What should we do when an employee smells of marijuana?

A marijuana leaf sitting on top of a laptop keyboard.

​When someone reports that an employee smells of marijuana, the first step is to determine whether the employee is under the influence or impaired. Doing so is particularly important if the employee is in a safety-sensitive job.

However, don’t assume an individual is high just because they reek of weed. It could be secondhand smoke, or the person could have smoked over the weekend and no longer be under the influence. Recreational marijuana use is now legal in 21 states.

Ask the employee’s supervisor to look for signs of impairment and record any observations. Does the worker have bloodshot eyes, slurred speech or an inability to focus on a task, for example?

Ask a second manager to observe the worker, as well. An employee who exhibits behaviors that indicate impairment should be removed from any safety-sensitive roles, such as driving or operating heavy machinery. Even if marijuana is legal in your state, employers don’t need to tolerate employees being stoned at work.

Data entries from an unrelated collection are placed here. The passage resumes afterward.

PR #91, opened 2023-05-07
Remove extra dummy events

suryabulusu:
Production test session ID: `633646b0639829dad5a896b4`

Fixes #{issue id}


app/routers/sessions.py
```diff
@@ -154,11 +154,34 @@ async def update_session(session_id: str, session_updates: UpdateSession):
...
+            new_event == EventType.dummy_event
+            and session["events"][-1]["event_type"] == EventType.dummy_event
+        ):
+            # if previous event is dummy, just change the updated_at time of previous event
+            last_event_index = len(session["events"]) - 1
+            if "$set" not in session_update_query:
+                session_update_query["$set"] = {
+                    "events."
+                    + str(last_event_index)
+                    + ".updated_at": event_obj["created_at"]
```
deepansh96, line 168: When we get the new event, we're calling it `new_event` and we do this `new_event = jsonable_encoder(session_updates)["event"]`.

Then we're creating a structured object out of it by doing
`event_obj = jsonable_encoder(Event.parse_obj({"event_type": new_event}))`

We should also name it as `new_event_obj` instead of `event_obj` just to keep things crystal clear

app/routers/sessions.py
```diff
@@ -154,11 +154,34 @@ async def update_session(session_id: str, session_updates: UpdateSession):
...
+                }
+            else:
+                session_update_query["$set"].update(
+                    {
+                        "events."
+                        + str(last_event_index)
+                        + ".updated_at": event_obj["created_at"]
+                    }
+                )
```
deepansh96, line 177:
```suggestion
            query = {
                    "events."
                    + str(last_event_index)
                    + ".updated_at": event_obj["created_at"]
            }
            if "$set" not in session_update_query:
                session_update_query["$set"] = query
            else:
                session_update_query["$set"].update(query)
```

app/scripts/remove_extra_dummy_events_in_sessions.py
```diff
@@ -0,0 +1,69 @@
...
+    if "MONGO_AUTH_CREDENTIALS" not in os.environ:
+        from dotenv import load_dotenv
+
+        load_dotenv("../.env.local")
+    client = MongoClient(os.getenv("MONGO_AUTH_CREDENTIALS"))
+    session_collection = client.quiz.sessions
+
+    # Iterate through all documents with an 'events' key
+    for session in session_collection.find(
+        {"events": {"$exists": True}, "$expr": {"$gt": [{"$size": "$events"}, 1000]}}
```
deepansh96, line 17: why are we only filtering where size of events array is more than 1000?

suryabulusu: `session_collection.find({"events": {"$exists": True}})` I'll change it to this. Large event arrays will definitely contain dummy-events, so I filtered for one of those sessions to check how script is running.

app/routers/sessions.py
suryabulusu: done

In light of recent legislative developments involving marijuana, many companies are reconsidering their policies on drug testing. The U.S. Department of Transportation requires drug testing for those in safety-sensitive jobs, such as truck drivers. For other jobs, however, employers need to be careful when making employment decisions based on a positive drug test after a worker legally used marijuana during off-work hours. 

In addition, some states prohibit employment discrimination against recreational marijuana users, so be sure to provide training to managers on this topic.

If the employee isn’t high at work, determine whether the company’s dress code covers strong and offensive odors. Employer policies often include provisions that prohibit strong scents, disruptive odors or allergy-inducing smells. If the company doesn’t have such a policy, it might be time to develop one. It’s important to set forth the organization’s expectations in a written policy and to apply the policy consistently. 

Have a private and respectful conversation with the individual to explain the company’s policy. Help the employee understand that strong odors could have harmful effects on others in the form of allergic reactions, migraines and breathing problems. 

Involve the employee in finding a solution by asking what can be done to eliminate or reduce the marijuana odor, which could be on the employee’s clothes or hair.

Although marijuana use is still illegal under federal law, the issue of employees smelling of weed may become more common now that many states have legalized medical and recreational use. Be sure to stay up-to-date on state laws regarding this evolving topic.  

Julie Schweber, SHRM-SCP, is a senior HR Knowledge Advisor for SHRM.